E andar de crista em Moncorvo?O meu conceito de punk foi sempre muito nobre. Fui sempre honesto, nunca fui um gajo de drogas. Mas as pessoas achavam que sim. Acontece que, depois, os pais dos drogados viam-me sempre na boa e comecei a ganhar crédito. O choque maior era no Porto, a pior cidade para andar de visual. As pessoas aqui confrontavam-te, enquanto em Lisboa passavas por puto giro, dava pica. As pessoas tinham-te medo. Mas no Porto confrontam. Lembro-me de ter escrito Disorder atrás. Tirei logo. Passavam por mim e diziam: “Ó desordeiro, tens a mania. Queres levar um murro nos cornos?” Uma outra vez, vínhamos dois de moicano, num comboio em Famalicão, e começam a dizer alto: “Estes gajos das FP 25 deviam morrer todos, estes filhos da puta.”

Como é que foram as tuas primeiras experiências fora da vila?Com 17 anos peguei na mochila e lá vai ele. Meti-me num comboio, todo bêbado, e fui correr a Europa. Pouco depois estava em Paris, sozinho, de moicano no meio de milhões de pessoas. Tempos diferentes. Andar com um símbolo anarquista em Paris era fodido. Fui parar à esquadra por causa disso. Lá, disseram: “Anarquista, terrorista”. Eram outros tempos, havia cenas fodidas na época. O Erribatazuna estava no auge, havia muita cena na Alemanha, as brigadas vermelhas em Itália. Depois aquilo estagnou, ainda que estejam a voltar outra vez. Isto é por ciclos.

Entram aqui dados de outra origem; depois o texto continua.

PR #1135, opened 2022-09-02
Add "release-header" class to each h2 on release notes pages

katiebrady-astro:
This PR creates a [Swizzle](https://docusaurus.io/docs/swizzling) of the MDXContent component. If the current page is one with release notes then add the `release-header` class to each h2 element.

### DIFF
--- a/src/theme/MDXContent/index.js
+++ b/src/theme/MDXContent/index.js
@@ -1,0 +1,20 @@
+import React, { useEffect } from 'react';
+import MDXContent from '@theme-original/MDXContent';
+
+export default function MDXContentWrapper(props) {
+  useEffect(() => {
+    // Check if this is a release-notes page
+    let isReleaseNotesPage = document.querySelector('html[class*="release-notes"]') !== null;
+
+    // if it is, then add the "release-header" class to each h2 element
+    if (isReleaseNotesPage) {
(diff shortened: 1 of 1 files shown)


jwitz (approved):
@katiebrady-astro thank you for doing this! I assume that when Juliana said that the headers need to be "more distinct", that meant in reference to the rest of the docs site? We don't have to have distinct classes for each individual release right?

Como é que percebes esses movimentos?Em relação aos skinheads, eu acho que eles têm todo o direito de se manifestarem politicamente, como qualquer outro. Agora andarem por aí a guardar a cidade, como se fossem tropa, já não concordo. Sou anti-fascista até à morte. Durante anos, tive bué de problemas com a polícia por causa deles.

E nos teus concertos não apareciam skins?Apareciam. Mas há vários tipos. Vinham mais redskins. Ao longo de 30 anos há muitas histórias. Por exemplo, nos anos 80 era difícil lidar com os metaleiros.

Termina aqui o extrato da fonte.